Establishing a Population-Based HLA-Antibody Panel for Flow Cytometric Monitoring of Chimerism in HLA-Haploidentical Stem Cell Transplantation.

Determining the chimerism in stem cell transplantation (SCT) is important in the monitoring of engraftment. Conventional monitoring methods such as short tandem repeat polymerase chain reaction (STR-PCR) are labor intensive and difficult in showing the dynamics of cell subpopulations. In HLA-haploidentical SCT, flow cytometric analysis using anti-HLA antibody for the mismatched HLA can be useful in observing changes of cell subpopulations and determining chimerism. We designed a specific panel of HLA antibody reagents for the Korean population, and verified its clinical application in flow cytometric monitoring of chimerism after haploidentical stem cell transplantation. A total of 12 anti-HLA-A, -B-antibodies were selected, which could cover 82.5% of HLA-A and 16.5% of HLA-B in Korean population.

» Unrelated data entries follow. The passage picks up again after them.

PR #21, opened 2023-05-05
Access Control Spike Discussion - DO NOT MERGE

RyanCross:
The investigation results of the Access Control Spike can be found in `access-control.md`.  Every op on the existing contracts has been given a recommended access control security level.  In addition, there is some analysis and recommendations provided at the end. 

The goal of this spike discussion is to finalize enough AC design decisions to complete the zNS MVP (Note this excludes subdomains)

 Please comment your thoughts, my analysis, or suggest alternate approaches to access control.

### DIFF
--- a/access-control.md
+++ b/access-control.md
@@ -2,13 +2,16 @@
 
 Reference Code https://github.com/zer0-os/zNS/pull/18/
 
+**Abstract** 
 Goal: Identify an appropriate level of access control for zNS administration and its consumers for the current suite of functionality. This does not include subdomain minting.  
 
 This analysis assumes a few guiding architecture principles of zNS
 1. Maximize User Ownership:  Operations on entities within zNS are owned (and also the responsibility of) the user. 
 2. Open: Inspection of code yields confidence that these are the building blocks of a decentralized system to associate a domain with any type of content.  This means Zero Administrator access should be limited to operations required to maintain integrity of the system for all users. 
 
-** Operations Analysis: **
+The analysis here presumes the 3 roles of access defined in the reference code - Owner, Operator, and Zero Admin. A Zero admin may be an account or another smart contract. Operators are controlled by the owner and can perform a subset of domain management operations. 
+
+**Operations Analysis**
 Below are access level security recommendations and associated thoughts for zNS MVP operations for today's (5/5/2023) implementation for zNS. 
 * nosec = no access control security needed. 
 * sec = access control recommended, will be followed by a list of roles
@@ -41,24 +44,32 @@ Below are access level security recommendations and associated thoughts for zNS 
     * setZNSRegistrar ()
     * Summary: Zero admin should only have control over initalization/upgradeability based on our principles, everything else can be owner
 
-
-**Analysis**:
-This analysis presumes 3 roles of access - Owner, Operator, and Zero Admin. A Zero admin may be an account or another smart contract. Operators are controlled by the owner and can perform a subset of domain management operations. 
-
-zNSPriceOracle - All price setting operation access can be limited to owners & operators. Zero Admin control can be limited to upgradeability, if there is a need to maintain registrar mappings in the price oracle then it may be appropriate for ZAC to assign those mappings
+**Conclusions and Recommendations**:
+zNSPriceOracle - All price setting operation access can be limited to owners & operators. Zero Admin control can be limited to upgradeability, if there is a need to maintain registrar mappings in the price oracle then it may be appropriate for ZAC to assign those mappings. Monetary operations to guarantee revenue of Zero system (e.g. royalties) should be hardcoded and immutable (or at a minimum separate operations controlled by Zero Admins)
 
 
-zNSAddressResolver - Resolution of zNS name to a system (setting the contract that acts as the resolver) is data that should be the sole propriety of the owner. This is a key relationship of zNS, and answers (in what way does this domain name have meaning? E.g. is it tied to another system of SCs or is it just a name)
-zNSRegistry - Modification of records
+zNSAddressResolver - Resolution of zNS name to a system (setting the contract that acts as the resolver) is data that should be the sole propriety of the owner. This is a key relationship of zNS, and answers (in what way does this domain name have meaning within ethereum? E.g. is it tied to another system of SCs or is it just a name)
 
 
-zNSRegistry - Similar to the address resolver operations that require access control are 
+zNSRegistry - Modification of records and resolvers require such a high degree of trust that a decision needs to be made on what the purview of operators should be. (See aside on operators and owners for recommendations)
+
+
+zNSRegistry - The ownership of the domain record and the resolver(s) of that domain should exclusively be the purview of the owner.  Similarly 
+
+**Aside on Operators and Owners:**
+The analysis of the above these contracts suggests that almost any operation granted to an operator in zNS MVP requires an extreme degree of trust to the point that operators may as well be owners. One possible simplification of access control is to simply allow for multiple owners, and remove the operator role entirely.  
+
+Another possible route is to allow operators to perform any role with the exception of minting, changing domain ownership, and managing operators. Allowing operators full bandwidth to help manage a system, but with owners always have the capability to recover from a breach of trust
 
 Recommendations: Access Control by Zero should be limited to the cases where the user is minting a domain under default contracts that provide some base level of utility in our ecosystem. E.g. Zero Access Control can set a domains resolver to the default if no custom resolver is provided. One these defaults are overriden by the owner. zNS has no access to revoke.
 
-While zNS matures and is in development I can propose two potential paths for admin level access
 
-Option 2:
+**On Zero Administrator Access:**
+
+While the zNS MVP matures and is in development I can propose two potential paths for admin level access
+
+
+Option 1:
  Zero maintains rights to upgradeability over contracts until such a time that Zero Access control decisions are made via DAO or some other multisig. This may provide some assurances to the userbase about our commitment to a decentralized, democratic system, but in reality we are only obscuring centralization that is still there.
 
 Option 2:
--- a/access-control.md
+++ b/access-control.md
@@ -1,0 +1,42 @@
+Operations Overview (subdomain ops are exempted)
+
+High Level Operations
+
+zNSRegistry
+
+zNSDomainToken
+
+zNSAddressResolver (zNS Default Resolver?)
+
+zNS TLD Registrar/SubdomainRegistrar (ZNSEthRegistrar)
+* mint new domains
+* Update name storage of zNSRegistry (TLD only?)
+
+zNSPriceOracle
+
+Reference Code 
+
+Goal: Identify internal operations and assign them sec, no sec
+Identify admin only operations
+Identify operations of specific users
+Identify operations needed to maintain a subset of the system
+
+Internal Operations
+1. zNSEthRegistrar (TLD/Subdomain Registrar)
+2. zNSRegistry
+3. zNSDomainToken
+4. zNSAddressResolver (Default Resolver)
+5. zNSPriceOracle
+
+Cross-Contract Operations
+1. zNSEthRegistrar (TLD/Subdomain Registrar)
+2. zNSRegistry
+3. zNSDomainToken
+4. zNSAddressResolver (Default Resolver)
+5. zNSPriceOracle
+
+
+
+Zero Admin Control (separate contract, called externally, responsible for any zNS system related access, stuff required to maintain integrity)
+
+Are there operations that need to be maintained by the Zero system and restricted only to admins of our system
--- a/access-control.md
+++ b/access-control.md
@@ -1,46 +1,72 @@
-Operations Overview (subdomain ops are exempted)
-
-High Level Operations
-
-zNSRegistry
-
-zNSDomainToken
-
-zNSAddressResolver (zNS Default Resolver?)
-
-zNS TLD Registrar/SubdomainRegistrar (ZNSEthRegistrar)
-* mint new domains
-* Update name storage of zNSRegistry (TLD only?)
-
-zNSPriceOracle
+** Access Control Spike **
 
 Reference Code https://github.com/zer0-os/zNS/pull/18/
 
-Goal: Identify internal operations and assign them sec, no sec
-Identify admin only operations
-Identify operations of specific users
-Identify operations needed to maintain a subset of the system
+Goal: Identify an appropriate level of access control for zNS administration and its consumers for the current suite of functionality. This does not include subdomain minting.  
 
-Operations
+This analysis assumes a few guiding architecture principles of zNS
+1. Maximize User Ownership:  Operations on entities within zNS are owned (and also the responsibility of) the user. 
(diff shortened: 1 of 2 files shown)


access-control.md
```diff
@@ -0,0 +1,98 @@
...
+    * setDomainRecord - sec - Admin (create)/operator(modify/create)
+        * Admin can initialize a domain with defaults 
+        * Operators are set on creation, with a sole operator defaulting to owner, but with the option to define multiple operators
+        * modification of TLDs can be done via individual functions or with different require checks within this function
+    * setOwner - sec - operator only
+        * setOwner becomes -> clearOperatorsAndSend, requires multisig majority 
+    * setResolver - sec - owner only, but should default to address resolver, imo address resolver should be required so that ownership is tied to Ethereum
+2. zNSDomainToken -
+    * TODO Will the ZNSDomainToken be the addressOf (resolver system) for all inital zNS mvps?
+    * register - sec, zero admin (where admin is ZNSRegistry)
```
Whytecrowe, line 41: commenting on this line, but it applies to many:

This is possibly because our main Registrar PR was not merged at the time of your review or the similar naming confusion happened, but the situation is a bit different - ZNSEthRegistrar is, actually, the contract that performs all of the operations, so it should be this contracts that gets it's own role. I was thinking of just adding a role called `REGISTRAR_ROLE`, that will be assigned to the address of the Registrar contract.

All of the functions that are part of the "atomic operation" like registration, for example, have to be performed together only through the flow triggered by the Registrar. which means, we will have to add modifiers that can only let REGISTRAR_ROLE through to the function. for example: ZNSDomainToken::revoke or ZNSDomainToken::register and similar accessed functions in the Registry such as setDomainResolver/Owner etc. 

But here, the Registry has to be reworked to allow owner or operator to only **modify** a domain, but not create a new one, since all the new domains have to be created through the flow that ZNSEthRegistrar provides, so they should not be accessible directly. e.g. if domain already exists, you can re-set the record, but if it does not, then only Registrar can continue from this point.

access-control.md
```diff
@@ -0,0 +1,98 @@
...
+
+Key
+* nosec = no access control security needed. 
+* sec = access control recommended, will be followed by a list of roles
+
+1. zNSRegistry - Creates new domain records and sets owner(s) and resolver. Controls modification of those records. Allows for querying of zNS domains and their operators by owner.
+    * exists - nosec
+    * isAllowedOperator - nosec,
+    * getDomainRecord -nosec
+    * setDomainRecord - sec - Admin (create)/operator(modify/create)
```
Whytecrowe, line 32: Only Registrar contract access. no one should be able to create a new domain on ZNSRegistry directly, circumventing the staking, token minting and other ops. instead, after all of those operations have been successfully triggered by the RegistRAR, it will trigger the creation of a new domain on RegistRY.

access-control.md
```diff
@@ -0,0 +1,98 @@
...
+        * Admin can initialize a domain with defaults 
+        * Operators are set on creation, with a sole operator defaulting to owner, but with the option to define multiple operators
```
Whytecrowe, line 34: I think, operators MAY be set by the owner at a different time if he needs any.

access-control.md
```diff
@@ -0,0 +1,98 @@
...
+        * modification of TLDs can be done via individual functions or with different require checks within this function
```
Whytecrowe, line 35: yes. this can be done by every existing domain owner or operator. 
...still not sure what access operators might have that's different from the owner. is it only to add more addresses?...

access-control.md
```diff
@@ -0,0 +1,98 @@
+**Access Control Investigation**
+
+Reference Code https://github.com/zer0-os/zNS/pull/18/
+
+**Goal**
+Identify optimal access control strategies for zNS administratators and consumers for the current suite of functionality. (Subdomains excluded)
+
```
Whytecrowe, line 7: Great start to this and good analysis by function, although we are still missing Treasury.
Below, I will provide my view of things based not on individual operations, but on the whole flows from start to finish.
Hopefully, both of these analyses will yield the result we need.

access-control.md
```diff
@@ -0,0 +1,98 @@
...
+1. zNSRegistry - Creates new domain records and sets owner(s) and resolver. Controls modification of those records. Allows for querying of zNS domains and their operators by owner.
+    * exists - nosec
+    * isAllowedOperator - nosec,
+    * getDomainRecord -nosec
+    * setDomainRecord - sec - Admin (create)/operator(modify/create)
+        * Admin can initialize a domain with defaults 
+        * Operators are set on creation, with a sole operator defaulting to owner, but with the option to define multiple operators
+        * modification of TLDs can be done via individual functions or with different require checks within this function
+    * setOwner - sec - operator only
+        * setOwner becomes -> clearOperatorsAndSend, requires multisig majority
```
Whytecrowe, line 37: 1. should it be operator facing? or only current owner facing? My vote is for the latter. only owner should be able to assign a new owner. thoughts?

2. we don't need to clear operators here. they will not be able to access if the modifier/function is written properly. in the current implementation of `'onlyOwnerOrOperator` it already works. operator is the 2nd level key in a mapping, meaning, under the new owner this operator will resolve to `false`.

3. Multisig? What for? Would it be an overkill?

access-control.md
```diff
@@ -0,0 +1,98 @@
...
+    * exists - nosec
+    * isAllowedOperator - nosec,
+    * getDomainRecord -nosec
+    * setDomainRecord - sec - Admin (create)/operator(modify/create)
+        * Admin can initialize a domain with defaults 
+        * Operators are set on creation, with a sole operator defaulting to owner, but with the option to define multiple operators
+        * modification of TLDs can be done via individual functions or with different require checks within this function
+    * setOwner - sec - operator only
+        * setOwner becomes -> clearOperatorsAndSend, requires multisig majority 
+    * setResolver - sec - owner only, but should default to address resolver, imo address resolver should be required so that ownership is tied to Ethereum
```
Whytecrowe, line 38: 1. why not operator? seems like an op that an operator can be responsible for, in case he manages the domain content. this operator may even be a contract for a whale domainer that has 50 domains in ZNS :)

2. should not default to address resolver, cause we are looking to expand. and we can deploy new resolvers at any time, if we tied it to one now, in the future along with deploying a new resolver we would have to also upgrade the registry, which for us, at any point in time, should be a thing we avoid.

3. Not sure why we need to require the address resolver here? What if I make my domain for a has or a string or smth and I don't care about the addresses at all?

4. We eventually want ZNS to be chain agnostic. How possible this is, we will find out later :) but, in theory, we don't have to tie ownership to Ethereum. people just have to understand that our contracts are on ethereum.

access-control.md
```diff
@@ -0,0 +1,98 @@
...
+2. zNSDomainToken -
+    * TODO Will the ZNSDomainToken be the addressOf (resolver system) for all inital zNS mvps?
```
Whytecrowe, line 40: Don't understand the question here.

access-control.md
```diff
@@ -0,0 +1,98 @@
...
+    * register - sec, zero admin (where admin is ZNSRegistry)
+    * revoke - sec, zero admin (where admin is ZNSRegistry), provide method in registry to initiate revoke process
```
Whytecrowe, line 42: initiator is [ZNSEthRegistrar::revokeDomain()](https://github.com/zer0-os/zNS/blob/development/contracts/distribution/ZNSEthRegistrar.sol#L182)

The Registrar function is ONLY available to the current domain owner.

This function in the DomainToken should only be callable by the ZNSEthRegistrar, since revoking is an atomic operation that starts at the Registrar and has to go all the way through. We shouldn't allow just burning the token without revoking the domain everywhere.

access-control.md
```diff
@@ -0,0 +1,98 @@
...
+4. zNSPriceOracle
+    * getPrice - nosec
+    * setBasePrice - sec operator and owner 
+    * setPriceMultiplier - sec - operator and owner
+    * setBaseLength - sec - operator and owner
+    * setBaseLengths (set default price length for domains and subdomains) - sec operator and owner
+        * RFC should default be able to change on subdomains, following principle of democratic user control, up to them
+        * perhaps should allow for a configuration to be set on subdomain systems
+    * setZNSRegistrar ()
+    * Summary: Zero admin should only have control over initalization/upgradeability based on our principles, everything else can be owner
```
Whytecrowe, line 56: to be clear, `owner` and `operator` relate only to the domains. all of these functions are setters of the system storage, so they should only be accessible by the Zero Admin, because we will set prices.

In the future, the plan is to offer an additional way for a domain owner to set their own prices for subdomains, therefore creating an economy on ZNS.

since we are not doing subdomains now, we can avoid all this and limit these functions to the ADMIN_ROLE.

Only PriceOracle getters should be publicly callable. everything else is set by Zero.

access-control.md
```diff
@@ -0,0 +1,98 @@
...
+
+**Conclusions and Recommendations**:
+
+
+zNSPriceOracle - All price setting operation access can be limited to owners & operators. If there is a need to maintain registrar mappings in the price oracle then it may be appropriate for ZAC to assign those mappings. Monetary operations to guarantee revenue of Zero system (e.g. royalties) should be hardcoded and immutable (or at a minimum separate operations controlled by Zero Admins)
```
Whytecrowe, line 61: interesting point on immutable royalties... sounds good, but I'm not sure our management would want that. they would probably want them to be configurable through admin wallet, so - variables.

Regarding the owner/operator see a comment above.

Not sure what "registrar mappings in the price oracle" means...

access-control.md
```diff
@@ -0,0 +1,98 @@
...
+
+
+zNSAddressResolver - Resolution of zNS name to a system (setting the contract that acts as the resolver) is data that should be the sole propriety of the owner, or with the understanding that operators are given full trust of a zNS domain. This is a key relationship of zNS, and answers: in what way does this domain name have meaning within ethereum? E.g. is it tied to another system of SCs or is it just a name.
```
Whytecrowe, line 64: agreed. we should not have any access to change user domain resolutions!

access-control.md
```diff
@@ -0,0 +1,98 @@
...
+**Conclusions and Recommendations**:
+
+
+zNSPriceOracle - All price setting operation access can be limited to owners & operators. If there is a need to maintain registrar mappings in the price oracle then it may be appropriate for ZAC to assign those mappings. Monetary operations to guarantee revenue of Zero system (e.g. royalties) should be hardcoded and immutable (or at a minimum separate operations controlled by Zero Admins)
+
+
+zNSAddressResolver - Resolution of zNS name to a system (setting the contract that acts as the resolver) is data that should be the sole propriety of the owner, or with the understanding that operators are given full trust of a zNS domain. This is a key relationship of zNS, and answers: in what way does this domain name have meaning within ethereum? E.g. is it tied to another system of SCs or is it just a name. 
+
+
+zNSRegistry - Similar to zNS Address resolver,modification of records and resolvers require such a high degree of trust that a decision needs to be made on what the purview of operators should be. (See aside on operators and owners for recommendations)
```
Whytecrowe, line 67: yes. we need to decide what operators can and can't do. since they are "operating", maybe they just won't have access to assign a new owner, but can do the rest. maybe they can only create subdomains in the future.
what do you guys think?

access-control.md
```diff
@@ -0,0 +1,98 @@
...
+
+
+zNSDomainToken - Because this contract appears to exist as a way to separate minting/revoke concerns from the registry itself, these contracts can be be maintained by the Zero Admin Role. The zNSRegistry contract should be the primary admin in this scenario
```
Whytecrowe, line 70: some yes, some no.

this contract is a tokenization of every domain. standard ERC-721 functions should be accessible as any other NFT, revoke and register should be limited only to ZNSEthRegistrar and if we need to set any important vars on this (if we add any), those should be allowed to set by the Zero Admin.

access-control.md
```diff
@@ -0,0 +1,98 @@
...
+
+
+**Recommendations on Operators and Owners:**
+
+
+The analysis of the above contracts suggests that nearly every operation (e.g. manipulating price, defining resolvers) granted to an operator in zNS MVP requires such a high degree of trust to the point that operators might as well be owners from a domain operability perspective.
```
Whytecrowe, line 76: good point. need to think on what their differences are in access and roles they play

access-control.md
```diff
@@ -0,0 +1,98 @@
...
+
+
+In tandem with our principle of high user responsibility, I recommend we allow operators to perform any operation with the exception of minting, changing domain ownership, and managing operators. This allows operators full bandwidth to help manage a system, but with owners always have the capability to recover from a breach of trust
```
Whytecrowe, line 79: yes, but this leaves only changing resolver address :)

Maybe we give them creation of subdomains and changing resolvers. Changing ownership and managing operators will be for owners only.

OR

We can let them do everything but changing the owner. Might be useful...

Thoughts?

access-control.md
```diff
@@ -0,0 +1,98 @@
...
+
+
+Another possible route, which might simplify AC but add complexity elsewhere is to simply allow for multiple owners, and remove the operator role entirely.
```
Whytecrowe, line 82: good thought, but this will be a nightmare to manage

access-control.md
```diff
@@ -0,0 +1,98 @@
...
+
+
+Access Control by Zero should be limited to the cases where the user is minting a domain under default contracts that provide some base level of utility in our ecosystem. E.g. Zero Access Control can set a domains resolver to the default if no custom resolver is provided. One these defaults are overriden by the owner. zNS has no access to revoke.
+
+
+While the zNS MVP matures and is in development I can propose two potential paths for admin level access.
+
+
+Option 1:
+ Zero maintains rights to upgradeability over contracts until such a time that Zero Access control decisions are made via DAO or some other multisig. This may provide some assurances to the userbase about our commitment to a decentralized, democratic system, but in reality we are only obscuring centralization that is still there.
```
Whytecrowe, line 94: this is a better option. and the plan of the management. at least, so far.

access-control.md
```diff
@@ -0,0 +1,98 @@
...
+
+Option 2:
+ Zero does all of the above, but an ADMIN role is provided access to manage state variables of our default contracts and TLD registries. This will make iterating on technical upgrades far more efficient at the cost of appearing less decentralized. 
+
```
Whytecrowe, line 98: The main pillars of ZNS AC:

1. Top level (entry point) functions that need to be called by the user should ONLY be callable by the user. If Zero wants to create a domain, it has to go through the exact same process as any other user (staking, minting a token, etc.).

2. Lower level functions for the same flows should be limited only to a specific calling contract, in our case, it's mostly just ZNSEthRegistrar.

3. Functions for changing domain data:
      a. Accessible only to owner/operator for EXISTING domains
      b. Accessible only to caller contract (Registrar) for NEW domains

4. Crucial functions for system integrity: storage setters, initializers, etc. should only be accessible by Zero Admin and all of the levels of roles planned for system governance.

5. Zero Admins should NOT have only 1 role, but have a good structure where we can't lose the system by compromising a single wallet address. We need at lest 2 levels: GOVERNOR, ADMIN. Governor can assign new admins and has access to that + some of the functions, where ADMINs operate the system, by setting storage values, prices, etc. This is just a simple example. Feel free to offer better solutions if you have any in mind.

6. Think on upgradability and what can be added later vs is required from the get go.

Whytecrowe: validated this ^ approach with management. they have the same idea.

This HLA panel distinguished donor and recipient cells in 22 of 23 HLA-haploidentical SCT cases. In one case, the patient had HLA-A02/A24, B48/B61 while the donor had HLA-A02/A33, B44/B48. The donor type HLA-B44(+) and CD3(+) T cells, and HLA-B44(+) and CD56(+) NK cells were seen at day 14 and day 8, respectively. Increased HLA-B*44(+) cells throughout the study period indicated the engraftment of donor stem cells. We were able to design a population specific panel of HLA-antibodies, and verified that flow cytometric analysis using HLA antibody for the detection of chimerism in HLA-haploidentical SCT was a simple and sensitive monitoring technique. This method allowed us to observe the dynamic changes in cell subpopulations after HLA-haploidentical SCT. Flow cytometric analysis can be considered as a strong tool for the monitoring of engraftment in HLA-haploidentical SCT.